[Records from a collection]
=== Section Start ===
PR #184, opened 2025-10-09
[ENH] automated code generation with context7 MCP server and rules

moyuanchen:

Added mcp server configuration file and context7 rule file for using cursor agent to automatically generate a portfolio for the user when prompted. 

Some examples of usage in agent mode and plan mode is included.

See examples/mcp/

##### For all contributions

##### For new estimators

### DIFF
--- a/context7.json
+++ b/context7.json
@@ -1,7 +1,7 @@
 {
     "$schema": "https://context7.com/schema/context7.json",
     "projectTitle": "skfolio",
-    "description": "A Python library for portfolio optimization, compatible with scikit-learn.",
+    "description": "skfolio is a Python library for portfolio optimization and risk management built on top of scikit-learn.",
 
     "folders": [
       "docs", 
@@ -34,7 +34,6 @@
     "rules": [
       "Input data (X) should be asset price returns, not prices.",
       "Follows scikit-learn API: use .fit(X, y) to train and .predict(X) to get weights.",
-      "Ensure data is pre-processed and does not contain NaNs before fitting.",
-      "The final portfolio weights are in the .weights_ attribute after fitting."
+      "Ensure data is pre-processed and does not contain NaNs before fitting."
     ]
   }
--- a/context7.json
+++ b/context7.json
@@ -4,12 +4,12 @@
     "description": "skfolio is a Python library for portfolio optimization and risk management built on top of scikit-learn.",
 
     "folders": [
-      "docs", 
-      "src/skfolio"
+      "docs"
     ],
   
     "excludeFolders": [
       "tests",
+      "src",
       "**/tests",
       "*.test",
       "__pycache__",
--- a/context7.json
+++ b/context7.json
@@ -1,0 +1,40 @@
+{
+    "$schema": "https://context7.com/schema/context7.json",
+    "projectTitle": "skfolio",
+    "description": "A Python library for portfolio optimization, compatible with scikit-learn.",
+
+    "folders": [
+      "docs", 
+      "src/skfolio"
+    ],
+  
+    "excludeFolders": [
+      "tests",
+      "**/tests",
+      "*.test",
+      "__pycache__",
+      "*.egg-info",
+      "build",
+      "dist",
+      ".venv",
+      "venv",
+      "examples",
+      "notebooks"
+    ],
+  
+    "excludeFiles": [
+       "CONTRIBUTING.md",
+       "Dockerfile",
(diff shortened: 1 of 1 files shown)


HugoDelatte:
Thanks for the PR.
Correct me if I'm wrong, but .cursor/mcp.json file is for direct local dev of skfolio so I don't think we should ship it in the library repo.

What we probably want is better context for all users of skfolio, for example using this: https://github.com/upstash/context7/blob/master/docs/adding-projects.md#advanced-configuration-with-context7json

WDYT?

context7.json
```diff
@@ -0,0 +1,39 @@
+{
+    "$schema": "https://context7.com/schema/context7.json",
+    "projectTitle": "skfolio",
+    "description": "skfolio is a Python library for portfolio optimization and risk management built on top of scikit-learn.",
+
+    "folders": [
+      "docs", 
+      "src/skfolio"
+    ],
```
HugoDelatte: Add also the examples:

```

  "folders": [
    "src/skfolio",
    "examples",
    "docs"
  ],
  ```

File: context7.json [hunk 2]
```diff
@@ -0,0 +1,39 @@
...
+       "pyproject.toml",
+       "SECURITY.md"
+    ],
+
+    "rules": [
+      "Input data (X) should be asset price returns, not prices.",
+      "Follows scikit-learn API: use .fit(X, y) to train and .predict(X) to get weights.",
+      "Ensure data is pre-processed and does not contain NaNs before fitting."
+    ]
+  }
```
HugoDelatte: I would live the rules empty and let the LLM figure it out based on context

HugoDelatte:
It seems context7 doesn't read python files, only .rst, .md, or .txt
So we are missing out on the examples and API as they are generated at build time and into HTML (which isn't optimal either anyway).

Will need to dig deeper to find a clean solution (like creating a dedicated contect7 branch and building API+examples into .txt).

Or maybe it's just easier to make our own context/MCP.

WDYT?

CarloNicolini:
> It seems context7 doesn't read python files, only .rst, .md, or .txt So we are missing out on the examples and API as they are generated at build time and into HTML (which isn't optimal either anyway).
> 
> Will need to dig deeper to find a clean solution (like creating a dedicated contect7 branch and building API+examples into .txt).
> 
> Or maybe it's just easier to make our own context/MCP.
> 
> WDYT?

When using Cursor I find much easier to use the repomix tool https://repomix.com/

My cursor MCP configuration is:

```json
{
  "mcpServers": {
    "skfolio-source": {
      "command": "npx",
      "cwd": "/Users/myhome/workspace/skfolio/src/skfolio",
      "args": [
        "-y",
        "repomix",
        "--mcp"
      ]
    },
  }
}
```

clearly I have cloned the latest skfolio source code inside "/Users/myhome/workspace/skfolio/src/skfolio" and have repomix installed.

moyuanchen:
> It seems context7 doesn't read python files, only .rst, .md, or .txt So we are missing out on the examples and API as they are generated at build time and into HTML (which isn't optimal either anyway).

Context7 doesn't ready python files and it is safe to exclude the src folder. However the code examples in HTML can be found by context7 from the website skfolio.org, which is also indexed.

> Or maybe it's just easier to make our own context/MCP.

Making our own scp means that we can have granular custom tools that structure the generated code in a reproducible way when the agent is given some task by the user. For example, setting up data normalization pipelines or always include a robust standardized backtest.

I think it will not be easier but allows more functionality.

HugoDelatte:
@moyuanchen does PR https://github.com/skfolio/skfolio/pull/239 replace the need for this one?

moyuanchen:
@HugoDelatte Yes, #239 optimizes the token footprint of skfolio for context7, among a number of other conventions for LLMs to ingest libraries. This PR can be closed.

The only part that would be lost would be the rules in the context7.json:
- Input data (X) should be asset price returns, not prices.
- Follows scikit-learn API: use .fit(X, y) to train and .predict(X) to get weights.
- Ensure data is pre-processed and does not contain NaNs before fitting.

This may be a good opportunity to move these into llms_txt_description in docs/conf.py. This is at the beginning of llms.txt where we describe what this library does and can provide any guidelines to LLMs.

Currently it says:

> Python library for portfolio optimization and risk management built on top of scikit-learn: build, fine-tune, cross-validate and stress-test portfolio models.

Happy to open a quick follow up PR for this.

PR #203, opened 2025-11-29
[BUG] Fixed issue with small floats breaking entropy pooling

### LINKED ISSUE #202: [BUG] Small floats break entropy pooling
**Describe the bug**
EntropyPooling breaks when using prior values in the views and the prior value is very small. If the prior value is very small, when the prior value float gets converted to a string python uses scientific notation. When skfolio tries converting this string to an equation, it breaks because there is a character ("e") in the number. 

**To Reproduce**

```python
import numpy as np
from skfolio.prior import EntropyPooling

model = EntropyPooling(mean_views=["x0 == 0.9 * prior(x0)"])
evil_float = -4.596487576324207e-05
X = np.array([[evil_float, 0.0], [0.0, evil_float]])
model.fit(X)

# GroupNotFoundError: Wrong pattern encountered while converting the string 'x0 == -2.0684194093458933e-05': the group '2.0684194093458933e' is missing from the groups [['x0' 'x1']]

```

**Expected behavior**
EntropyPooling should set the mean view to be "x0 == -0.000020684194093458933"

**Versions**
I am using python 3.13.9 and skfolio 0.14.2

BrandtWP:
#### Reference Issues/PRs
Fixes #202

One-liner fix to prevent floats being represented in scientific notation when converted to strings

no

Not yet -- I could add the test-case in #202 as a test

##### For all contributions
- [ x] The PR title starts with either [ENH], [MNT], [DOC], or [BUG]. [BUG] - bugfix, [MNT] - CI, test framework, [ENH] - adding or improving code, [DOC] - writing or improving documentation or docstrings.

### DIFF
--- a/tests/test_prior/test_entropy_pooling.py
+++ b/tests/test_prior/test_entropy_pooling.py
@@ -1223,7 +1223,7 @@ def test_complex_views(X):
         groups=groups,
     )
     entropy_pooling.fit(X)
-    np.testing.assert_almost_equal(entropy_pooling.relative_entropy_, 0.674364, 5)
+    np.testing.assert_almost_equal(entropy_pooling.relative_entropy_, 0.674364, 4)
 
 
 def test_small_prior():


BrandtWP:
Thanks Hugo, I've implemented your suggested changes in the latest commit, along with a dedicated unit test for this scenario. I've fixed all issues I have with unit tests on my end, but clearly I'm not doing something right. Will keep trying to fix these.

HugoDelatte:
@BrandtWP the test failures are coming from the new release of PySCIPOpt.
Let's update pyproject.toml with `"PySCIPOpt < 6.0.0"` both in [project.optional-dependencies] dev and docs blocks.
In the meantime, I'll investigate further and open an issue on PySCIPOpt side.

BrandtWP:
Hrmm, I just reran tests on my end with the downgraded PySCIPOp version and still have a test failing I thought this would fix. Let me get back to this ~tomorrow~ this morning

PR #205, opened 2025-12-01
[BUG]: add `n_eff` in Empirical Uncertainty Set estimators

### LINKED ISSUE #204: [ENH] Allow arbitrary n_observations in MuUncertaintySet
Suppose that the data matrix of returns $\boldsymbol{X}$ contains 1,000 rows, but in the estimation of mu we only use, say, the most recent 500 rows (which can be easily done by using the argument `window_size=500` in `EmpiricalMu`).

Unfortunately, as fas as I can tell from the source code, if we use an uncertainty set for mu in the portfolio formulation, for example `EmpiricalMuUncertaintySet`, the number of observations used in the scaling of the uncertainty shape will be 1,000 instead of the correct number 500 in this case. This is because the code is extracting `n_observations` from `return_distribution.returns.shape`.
=== Section End ===
=== Section Start ===
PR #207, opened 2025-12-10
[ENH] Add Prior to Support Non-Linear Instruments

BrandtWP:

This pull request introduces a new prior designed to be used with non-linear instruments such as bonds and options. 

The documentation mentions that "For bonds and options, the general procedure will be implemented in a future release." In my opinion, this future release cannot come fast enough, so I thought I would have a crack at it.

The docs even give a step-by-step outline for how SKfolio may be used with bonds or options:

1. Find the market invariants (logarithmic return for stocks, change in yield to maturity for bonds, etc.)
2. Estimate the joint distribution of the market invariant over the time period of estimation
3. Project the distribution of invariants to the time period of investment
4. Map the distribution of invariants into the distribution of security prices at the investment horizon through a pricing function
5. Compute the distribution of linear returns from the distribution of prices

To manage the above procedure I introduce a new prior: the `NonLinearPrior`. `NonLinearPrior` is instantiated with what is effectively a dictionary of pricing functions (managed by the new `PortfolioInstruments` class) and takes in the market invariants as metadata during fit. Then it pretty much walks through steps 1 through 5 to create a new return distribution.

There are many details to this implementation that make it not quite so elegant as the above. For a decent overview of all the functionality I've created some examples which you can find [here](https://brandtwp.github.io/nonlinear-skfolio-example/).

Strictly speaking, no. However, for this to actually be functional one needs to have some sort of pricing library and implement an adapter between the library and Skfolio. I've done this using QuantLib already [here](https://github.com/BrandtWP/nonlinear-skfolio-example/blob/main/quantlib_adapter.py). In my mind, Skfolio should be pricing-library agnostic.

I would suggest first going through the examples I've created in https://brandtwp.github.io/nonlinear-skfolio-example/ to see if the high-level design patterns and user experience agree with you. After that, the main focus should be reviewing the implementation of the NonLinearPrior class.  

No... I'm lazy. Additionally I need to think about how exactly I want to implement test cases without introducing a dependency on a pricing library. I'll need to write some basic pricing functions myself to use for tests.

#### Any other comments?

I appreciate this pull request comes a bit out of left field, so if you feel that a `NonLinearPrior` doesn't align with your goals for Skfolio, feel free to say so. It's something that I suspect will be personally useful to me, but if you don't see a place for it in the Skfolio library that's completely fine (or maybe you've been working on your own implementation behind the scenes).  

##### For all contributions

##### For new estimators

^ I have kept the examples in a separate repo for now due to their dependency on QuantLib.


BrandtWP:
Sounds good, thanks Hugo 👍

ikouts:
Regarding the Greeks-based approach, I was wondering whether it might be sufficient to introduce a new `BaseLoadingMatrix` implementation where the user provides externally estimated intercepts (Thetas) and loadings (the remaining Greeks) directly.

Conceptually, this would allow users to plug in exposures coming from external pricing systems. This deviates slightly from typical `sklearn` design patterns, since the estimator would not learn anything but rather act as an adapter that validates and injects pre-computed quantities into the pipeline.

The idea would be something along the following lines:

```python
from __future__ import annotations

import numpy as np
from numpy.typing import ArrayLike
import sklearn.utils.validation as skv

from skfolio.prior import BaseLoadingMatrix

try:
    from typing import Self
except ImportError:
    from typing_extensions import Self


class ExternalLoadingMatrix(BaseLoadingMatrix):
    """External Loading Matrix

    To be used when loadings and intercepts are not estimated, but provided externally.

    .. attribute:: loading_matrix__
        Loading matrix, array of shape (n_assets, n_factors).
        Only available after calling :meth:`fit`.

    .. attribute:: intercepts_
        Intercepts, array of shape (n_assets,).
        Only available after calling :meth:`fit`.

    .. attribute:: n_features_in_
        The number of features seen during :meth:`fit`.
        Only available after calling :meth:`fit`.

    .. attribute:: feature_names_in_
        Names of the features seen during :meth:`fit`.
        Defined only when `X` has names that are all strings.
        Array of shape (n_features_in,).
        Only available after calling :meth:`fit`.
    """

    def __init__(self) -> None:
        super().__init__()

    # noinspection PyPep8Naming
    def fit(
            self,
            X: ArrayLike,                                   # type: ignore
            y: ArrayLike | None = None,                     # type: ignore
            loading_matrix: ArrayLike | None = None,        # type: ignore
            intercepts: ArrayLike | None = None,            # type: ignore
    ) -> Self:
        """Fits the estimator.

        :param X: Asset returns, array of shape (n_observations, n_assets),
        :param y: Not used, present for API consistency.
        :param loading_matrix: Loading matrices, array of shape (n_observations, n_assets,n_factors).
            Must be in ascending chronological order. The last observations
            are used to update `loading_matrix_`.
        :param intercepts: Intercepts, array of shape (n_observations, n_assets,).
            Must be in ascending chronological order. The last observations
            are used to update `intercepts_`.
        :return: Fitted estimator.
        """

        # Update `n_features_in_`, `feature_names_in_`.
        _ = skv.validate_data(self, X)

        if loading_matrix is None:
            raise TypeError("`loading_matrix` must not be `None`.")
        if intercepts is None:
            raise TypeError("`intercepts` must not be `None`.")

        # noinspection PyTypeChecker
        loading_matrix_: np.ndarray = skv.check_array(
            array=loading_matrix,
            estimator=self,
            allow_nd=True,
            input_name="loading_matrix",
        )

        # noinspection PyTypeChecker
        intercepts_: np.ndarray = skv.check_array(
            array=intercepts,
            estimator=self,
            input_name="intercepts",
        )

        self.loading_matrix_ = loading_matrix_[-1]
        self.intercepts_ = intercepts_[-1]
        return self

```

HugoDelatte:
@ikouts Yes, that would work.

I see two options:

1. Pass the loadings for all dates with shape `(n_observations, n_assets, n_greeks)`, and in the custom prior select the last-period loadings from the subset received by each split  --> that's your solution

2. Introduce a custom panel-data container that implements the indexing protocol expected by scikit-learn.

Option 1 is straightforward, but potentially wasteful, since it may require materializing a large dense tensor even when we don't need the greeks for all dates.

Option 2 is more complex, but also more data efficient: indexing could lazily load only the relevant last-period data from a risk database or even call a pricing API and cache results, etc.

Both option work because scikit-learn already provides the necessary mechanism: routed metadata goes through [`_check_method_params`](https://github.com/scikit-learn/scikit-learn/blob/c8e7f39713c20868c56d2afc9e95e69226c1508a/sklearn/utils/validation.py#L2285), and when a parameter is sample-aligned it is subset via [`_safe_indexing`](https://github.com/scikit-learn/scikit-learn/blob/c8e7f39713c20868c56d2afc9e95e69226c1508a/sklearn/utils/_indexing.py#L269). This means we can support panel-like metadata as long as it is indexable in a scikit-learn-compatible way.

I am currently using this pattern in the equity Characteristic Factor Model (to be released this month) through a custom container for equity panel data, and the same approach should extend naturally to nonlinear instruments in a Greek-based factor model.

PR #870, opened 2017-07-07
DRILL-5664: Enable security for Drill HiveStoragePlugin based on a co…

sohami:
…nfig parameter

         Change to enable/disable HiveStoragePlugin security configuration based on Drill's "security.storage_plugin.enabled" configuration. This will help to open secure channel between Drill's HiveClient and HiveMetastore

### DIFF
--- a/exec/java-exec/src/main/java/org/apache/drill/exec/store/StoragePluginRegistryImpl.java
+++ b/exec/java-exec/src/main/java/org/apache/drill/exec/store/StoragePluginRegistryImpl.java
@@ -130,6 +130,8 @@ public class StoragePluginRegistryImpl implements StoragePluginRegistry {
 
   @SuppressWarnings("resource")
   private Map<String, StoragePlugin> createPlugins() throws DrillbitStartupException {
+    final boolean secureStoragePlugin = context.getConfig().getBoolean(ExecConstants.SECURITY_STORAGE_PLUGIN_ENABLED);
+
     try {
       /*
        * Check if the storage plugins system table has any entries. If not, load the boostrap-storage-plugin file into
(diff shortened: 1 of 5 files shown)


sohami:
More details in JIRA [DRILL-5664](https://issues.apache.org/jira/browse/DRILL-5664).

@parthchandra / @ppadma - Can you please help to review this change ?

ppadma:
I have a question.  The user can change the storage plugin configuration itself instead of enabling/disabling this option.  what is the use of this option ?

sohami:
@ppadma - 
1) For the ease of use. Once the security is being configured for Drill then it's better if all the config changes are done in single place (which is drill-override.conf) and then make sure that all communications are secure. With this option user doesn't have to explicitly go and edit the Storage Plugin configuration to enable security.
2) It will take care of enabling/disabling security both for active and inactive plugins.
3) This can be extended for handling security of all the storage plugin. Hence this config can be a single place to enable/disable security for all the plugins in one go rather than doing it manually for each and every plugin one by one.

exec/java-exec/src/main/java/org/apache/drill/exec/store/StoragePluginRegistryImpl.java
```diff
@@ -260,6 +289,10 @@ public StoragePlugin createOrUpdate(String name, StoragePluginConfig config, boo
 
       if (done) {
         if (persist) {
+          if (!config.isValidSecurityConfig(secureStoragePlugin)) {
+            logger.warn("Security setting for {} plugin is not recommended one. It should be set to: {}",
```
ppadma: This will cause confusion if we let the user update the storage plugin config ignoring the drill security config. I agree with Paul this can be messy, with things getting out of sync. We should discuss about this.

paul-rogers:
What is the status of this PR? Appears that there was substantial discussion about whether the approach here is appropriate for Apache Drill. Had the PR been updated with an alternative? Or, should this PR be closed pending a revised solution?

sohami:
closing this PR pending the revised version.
=== Section End ===
• [EXERCISE OBJECTIVE] All lines above from the one containing "1. Pass the" to the one containing "Option 2 is" must be repeated exactly, both lines included, and no others.

• [SOLVED PROBLEM]
1. Pass the loadings for all dates with shape `(n_observations, n_assets, n_greeks)`, and in the custom prior select the last-period loadings from the subset received by each split  --> that's your solution

2. Introduce a custom panel-data container that implements the indexing protocol expected by scikit-learn.

Option 1 is straightforward, but potentially wasteful, since it may require materializing a large dense tensor even when we don't need the greeks for all dates.

Option 2 is more complex, but also more data efficient: indexing could lazily load only the relevant last-period data from a risk database or even call a pricing API and cache results, etc.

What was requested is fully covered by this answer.